MiffiMoppelchen schrieb:


> Muss ein anderes Spiel sein: wenn der Gegner so einen Schlag zur Seite macht und ich seitlich springe, bekomme ich das dennoch ab.


   dann springst du halt erstmal zurück. du bekommst genau das ab, was dich trifft. logisch haben seitenschläge einen grösseren wirkungskreis, deine allerdings ebenso.


----------



## patsche (13. Oktober 2009)

*AW: [Sammelthread] Risen - Quests/Gegenstände/NPCs*



HanFred schrieb:


> MiffiMoppelchen schrieb:
> 
> 
> > Muss ein anderes Spiel sein: wenn der Gegner so einen Schlag zur Seite macht und ich seitlich springe, bekomme ich das dennoch ab.
> ...


 Das kann man auslegen wie man will, eigendlich sollte die Reichweite von Stab und Zweihandwaffen grösser sein als die von Einhandwaffen, naja "eigendlich"......das merkt man vor allem wenn man im späteren verlauf andauernt von Echsen umgehauen wird.


----------



## Herbboy (13. Oktober 2009)

*AW: [Sammelthread] Risen - Quests/Gegenstände/NPCs*



patsche schrieb:


> HanFred schrieb:
> 
> 
> > MiffiMoppelchen schrieb:
> ...


 ja, manche blocken echt ohne ende, da schlägt man wie ein berserker 6-7 mal, kein treffer, und dann kommt ein konter und man is 1/3 seiner energie los...  ich versuche einfach, zu variieren, also zB beim kampfstab seitlich hiebe und dann plötzlich einen "auf die zwölf" mit W-taste, oder auch mal rechte maustaste für einen block-schlag. bei skeletten zB hau ich 2-3 mal erfoglos und lande dann mit der methode 3 treffer, dann lass ich das skelett kommen und versuch es erneut. 
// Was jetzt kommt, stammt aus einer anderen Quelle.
PR #2878, opened 2025-03-09
Fix: Apple Silicon - specify default for PyLib for MacOS

mwinkel-dev:
On 14-Mar-2017, commit `433cb19` added hardcoded default paths to be used if the user forgets to set the `PyLib` environment variable.

This PR, updates the hardcoded path used by MacOS (both Apple Silicon and Intel).

Note that portions of MDSplus require Python 2.7 and a compatible Numpy to be installed.   This is problematic on Apple Silicon because Apple now ships Python 3.x with MacOS (pretty sure Apple no longer ships Python 2.7).   Thus one must use package managers, such as Brew or MacPorts, to install the older Python and Numpy.   The location of the Python library therefore depends on which package manager is installed.

This PR uses the path for Python 2.7 installed by MacPorts.

There are two strategies for dealing with the hardcoded paths:

1. Revise this PR to include a new default path mechanism if the PyLib environment variable is missing.
2. Or approve this PR "as is", get the rest of the Apple Silicon port checked-in, and revise the paths when configuring the Jenkins build system to generate Apple Silicon releases of MDSplus.

### DIFF
--- a/tdishr/TdiExtPython.c
+++ b/tdishr/TdiExtPython.c
@@ -129,7 +129,11 @@ inline static void initialize()
     _putenv_s("PyLib", envsym);
 #else
     envsym = "python2.7";
+#ifdef MACOS_ARM64
+    const char *aspath = "/opt/local/lib/libpython2.7.dylib";   // (MW) TODO: for MacPorts version
+#else 
     const char *aspath = "/usr/lib/python2.7.so.1";
+#endif
     setenv("PyLib", envsym, B_FALSE);
 #endif
     fprintf(stderr,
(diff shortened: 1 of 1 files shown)


WhoBrokeTheBuild (approved):
This is certainly a weird one.

We by no way require python 2.7, that was just the hardcoded default when the python integration was written and it's stayed that way. If there was a reliable path on macosx for some libpython, regardless of the version, I would say we use that.

In reality, you *need* to define `$PyLib` on modern systems or nothing works properly, so I don't think we need to worry too much about the default.

I'm approving this PR mostly for the second half that adds the `.dylib`. The first half that sets a default path for python 2.7 will probably never be used, and if it is it is likely by mistake.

 man sollte halt die skills auch passend haben, zB kampfstab nur stufe 2 wäre zu wenig...


----------



## rengaru (13. Oktober 2009)

*AW: [Sammelthread] Risen - Quests/Gegenstände/NPCs*



Herbboy schrieb:


> HanFred schrieb:
> 
> 
> > > und @rengaru : also, die viecher sind so schnell, und blocken kann man die auch nicht - wüßte nicht, wie man da als magier ne chance 1:1 haben soll schon so früh im spiel, wie du sagst
> ...


 Ich spiel derzeit selber als Magier und kann die trotzdem mit meinem Richtstab blocken. Nach dem 4. Schlag kommt der Char zwar kurz ins Straucheln, die Ghule machen dann aber auch kurz eine Pause und sind verwundbar. Dann halt eine Kombi raushaun und erneut blocken, sollte der Ghul noch nicht tot sein.


----------



## MiffiMoppelchen (13. Oktober 2009)

*AW: [Sammelthread] Risen - Quests/Gegenstände/NPCs*



HanFred schrieb:


> MiffiMoppelchen schrieb:
> 
> 
> > Muss ein anderes Spiel sein: wenn der Gegner so einen Schlag zur Seite macht und ich seitlich springe, bekomme ich das dennoch ab.
> ...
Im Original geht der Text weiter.